PR #819, opened 2021-09-24
DDCNL-4634: Fixes for TAI unknown failing accessibility tests in jenkins 

Muhammad-Ali-Ahmad:
- [ ] Unit tests passing
- [ ] Coverage reached
- [ ] Reviewed


app/assets/javascripts/char-count.js
```diff
@@ -166,7 +172,10 @@
     // Check for existing info count message
     var countMessage = document.getElementById(elementId + '-info')
     // If there is no existing info count message we add one right after the field
-    if (elementId && !countMessage) {
```
oscarduignan, line 169: @Muhammad-Ali-Ahmad I'm rereading this now and I think earlier I missed the fact that there was already a guard on this one. My apologies, I did a search for "insertAdjacentHTML" and didn't look closely enough at the context. The original code on this part should be ok to revert to

app/assets/javascripts/char-count.js
```diff
@@ -81,21 +81,27 @@
...
-          var countHighlight = document.getElementById(elementId + '-hl')
-          // countHighlight.style.height = CharCount.prototype.getHeight(countElement) + 'px'
-          // countHighlight.style.height = countElement.getBoundingClientRect().height + 'px'
-          countHighlight.style.height = countElement.offsetHeight + 'px'
-          countHighlight.style.width = countElement.offsetWidth + 'px'
 
-          // We have to disable resize on highlighted components to avoid the async scroll and boundaries
-          countElement.style.resize = 'none'
+          if(document.getElementById(elementId + '-hl') == null) {
+            wrapper.insertAdjacentHTML('afterbegin', '<div id="' + elementId + '-hl" class="form-control ' + countHighlightClass + '" aria-hidden="true" role="presentation"></div>')
```
oscarduignan, line 87: @Muhammad-Ali-Ahmad I think it might just be line 87 we need to wrap in a conditional, though I'm not sure from reading the other code that will be skipped if that code is actually doing anything useful in the context of an accessibility test and that's the only time this will trigger so might be fine as it is 👍

oscarduignan (approved):

oliwiaKot (approved):

russellthorn (approved):

PR #836, opened 2022-01-13
Ddcnl 4992

Muhammad-Ali-Ahmad:


app/assets/stylesheets/tai.scss
```diff
@@ -202,3 +202,26 @@ hr {
...
     color: #005ea5;
 }
+
+#headingInLabel {
+    display: table;
+    table-layout: fixed;
+    width: 100%;
+
+    .form-label{
+        font-family: "nta",Arial,sans-serif;
```
pascal22p, line 212: How come we specify the font name in tai? Is it not defined globally? Plus arial is purely microsoft as far as I know.

pascal22p (approved):

app/assets/stylesheets/tai.scss
Muhammad-Ali-Ahmad: yeah you are right we dont need that. i had copied h1 styles as they were. I have removed it

Luka-Abey (approved):

PR #854, opened 2022-03-09
PAYEE-119 - add print button and update css

masahmad:
- [ ] Unit tests passing
- [ ] Coverage reached
- [ ] Reviewed


app/views/includes/ptaHeader.scala.html
```diff
@@ -45,6 +45,19 @@
 
     </div>
 }
+
+
+<div class="grid-row">
+    <div class="column-full">
+       <div class="print-banner">
+        <div class="hmrc-logo"><img src="/check-income-tax/assets/images/HMRC-logo.png" alt='HM Revenue & Customs'></div>
```
sergi-hmrc, line 53: should the message come from a label?

app/assets/stylesheets/modules/_print.scss
```diff
@@ -442,4 +442,72 @@ tr.print-pension-contributions-data td {
...
+  }
+
+
+body.printable-page .cbanner-govuk-cookie-banner {
+  display: none;
+  visibility: hidden;
+}
+
+
+  body.printable-page a[href],
```
sergi-hmrc, line 498: should we define the styles hierarchically?

app/views/includes/ptaHeader.scala.html
masahmad: do you mean the alt attribute  - if so  then I think we should leave as is - because its redundant in this case (ie because its for printing only and not screen or screen reader use

app/assets/stylesheets/modules/_print.scss
masahmad: I wouldn't worry too much about it - if the hierarchy fails then we would also notice on the page with styles overriding incorrectly - but yeh scss you can nest things

sergi-hmrc (approved):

[Work to complete] Return every line above exactly.

[Exercise answer]
PR #819, opened 2021-09-24
DDCNL-4634: Fixes for TAI unknown failing accessibility tests in jenkins 

Muhammad-Ali-Ahmad:
- [ ] Unit tests passing
- [ ] Coverage reached
- [ ] Reviewed


app/assets/javascripts/char-count.js
```diff
@@ -166,7 +172,10 @@
     // Check for existing info count message
     var countMessage = document.getElementById(elementId + '-info')
     // If there is no existing info count message we add one right after the field
-    if (elementId && !countMessage) {
```
oscarduignan, line 169: @Muhammad-Ali-Ahmad I'm rereading this now and I think earlier I missed the fact that there was already a guard on this one. My apologies, I did a search for "insertAdjacentHTML" and didn't look closely enough at the context. The original code on this part should be ok to revert to

app/assets/javascripts/char-count.js
```diff
@@ -81,21 +81,27 @@
...
-          var countHighlight = document.getElementById(elementId + '-hl')
-          // countHighlight.style.height = CharCount.prototype.getHeight(countElement) + 'px'
-          // countHighlight.style.height = countElement.getBoundingClientRect().height + 'px'
-          countHighlight.style.height = countElement.offsetHeight + 'px'
-          countHighlight.style.width = countElement.offsetWidth + 'px'
 
-          // We have to disable resize on highlighted components to avoid the async scroll and boundaries
-          countElement.style.resize = 'none'
+          if(document.getElementById(elementId + '-hl') == null) {
+            wrapper.insertAdjacentHTML('afterbegin', '<div id="' + elementId + '-hl" class="form-control ' + countHighlightClass + '" aria-hidden="true" role="presentation"></div>')
```
oscarduignan, line 87: @Muhammad-Ali-Ahmad I think it might just be line 87 we need to wrap in a conditional, though I'm not sure from reading the other code that will be skipped if that code is actually doing anything useful in the context of an accessibility test and that's the only time this will trigger so might be fine as it is 👍

oscarduignan (approved):

oliwiaKot (approved):

russellthorn (approved):

PR #836, opened 2022-01-13
Ddcnl 4992

Muhammad-Ali-Ahmad:


app/assets/stylesheets/tai.scss
```diff
@@ -202,3 +202,26 @@ hr {
...
     color: #005ea5;
 }
+
+#headingInLabel {
+    display: table;
+    table-layout: fixed;
+    width: 100%;
+
+    .form-label{
+        font-family: "nta",Arial,sans-serif;
```
pascal22p, line 212: How come we specify the font name in tai? Is it not defined globally? Plus arial is purely microsoft as far as I know.

pascal22p (approved):

app/assets/stylesheets/tai.scss
Muhammad-Ali-Ahmad: yeah you are right we dont need that. i had copied h1 styles as they were. I have removed it

Luka-Abey (approved):

PR #854, opened 2022-03-09
PAYEE-119 - add print button and update css

masahmad:
- [ ] Unit tests passing
- [ ] Coverage reached
- [ ] Reviewed


app/views/includes/ptaHeader.scala.html
```diff
@@ -45,6 +45,19 @@
 
     </div>
 }
+
+
+<div class="grid-row">
+    <div class="column-full">
+       <div class="print-banner">
+        <div class="hmrc-logo"><img src="/check-income-tax/assets/images/HMRC-logo.png" alt='HM Revenue & Customs'></div>
```
sergi-hmrc, line 53: should the message come from a label?

app/assets/stylesheets/modules/_print.scss
```diff
@@ -442,4 +442,72 @@ tr.print-pension-contributions-data td {
...
+  }
+
+
+body.printable-page .cbanner-govuk-cookie-banner {
+  display: none;
+  visibility: hidden;
+}
+
+
+  body.printable-page a[href],
```
sergi-hmrc, line 498: should we define the styles hierarchically?

app/views/includes/ptaHeader.scala.html
masahmad: do you mean the alt attribute  - if so  then I think we should leave as is - because its redundant in this case (ie because its for printing only and not screen or screen reader use

app/assets/stylesheets/modules/_print.scss
masahmad: I wouldn't worry too much about it - if the hierarchy fails then we would also notice on the page with styles overriding incorrectly - but yeh scss you can nest things

sergi-hmrc (approved):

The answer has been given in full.